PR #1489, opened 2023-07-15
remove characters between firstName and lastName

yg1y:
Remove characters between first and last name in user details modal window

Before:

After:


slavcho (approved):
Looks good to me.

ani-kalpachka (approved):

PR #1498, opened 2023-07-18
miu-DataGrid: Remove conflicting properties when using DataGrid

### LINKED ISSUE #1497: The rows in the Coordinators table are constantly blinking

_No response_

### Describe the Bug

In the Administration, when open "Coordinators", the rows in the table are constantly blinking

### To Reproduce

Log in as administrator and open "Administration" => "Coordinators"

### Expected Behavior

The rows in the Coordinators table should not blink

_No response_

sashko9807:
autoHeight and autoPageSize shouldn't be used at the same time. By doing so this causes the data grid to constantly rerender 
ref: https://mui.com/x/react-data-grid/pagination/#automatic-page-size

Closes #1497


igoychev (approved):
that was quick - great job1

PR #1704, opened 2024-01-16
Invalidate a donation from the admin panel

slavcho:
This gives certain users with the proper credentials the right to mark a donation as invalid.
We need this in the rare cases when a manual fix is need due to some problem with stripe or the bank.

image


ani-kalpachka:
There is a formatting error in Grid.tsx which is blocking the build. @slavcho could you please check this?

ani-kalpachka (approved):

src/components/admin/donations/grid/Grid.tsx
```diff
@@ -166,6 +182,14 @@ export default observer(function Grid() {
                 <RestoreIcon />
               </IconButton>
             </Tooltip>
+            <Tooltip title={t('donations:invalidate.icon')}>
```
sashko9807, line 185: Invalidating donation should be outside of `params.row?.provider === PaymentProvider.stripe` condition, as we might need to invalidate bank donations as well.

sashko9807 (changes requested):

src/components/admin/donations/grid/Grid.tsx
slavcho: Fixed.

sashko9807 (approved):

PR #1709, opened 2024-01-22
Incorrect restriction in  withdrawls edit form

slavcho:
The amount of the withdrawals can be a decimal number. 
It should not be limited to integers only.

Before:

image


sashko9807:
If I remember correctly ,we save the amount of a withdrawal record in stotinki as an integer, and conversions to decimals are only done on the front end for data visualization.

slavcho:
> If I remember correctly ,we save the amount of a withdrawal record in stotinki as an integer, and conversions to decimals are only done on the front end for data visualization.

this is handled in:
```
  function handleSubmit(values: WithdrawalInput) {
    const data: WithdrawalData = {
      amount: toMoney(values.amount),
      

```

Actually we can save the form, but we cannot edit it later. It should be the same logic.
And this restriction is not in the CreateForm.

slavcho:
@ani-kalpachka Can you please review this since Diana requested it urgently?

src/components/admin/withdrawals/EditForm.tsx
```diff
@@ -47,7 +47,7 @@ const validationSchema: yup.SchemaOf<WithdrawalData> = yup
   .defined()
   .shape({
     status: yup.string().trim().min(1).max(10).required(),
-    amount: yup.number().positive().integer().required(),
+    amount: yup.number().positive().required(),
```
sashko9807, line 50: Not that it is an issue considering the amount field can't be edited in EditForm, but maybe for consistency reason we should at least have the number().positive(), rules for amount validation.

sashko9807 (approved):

Task statement:
A lone number is the expected answer: the count of lines in these entries holding the string "stripe".

Exercise solution:
2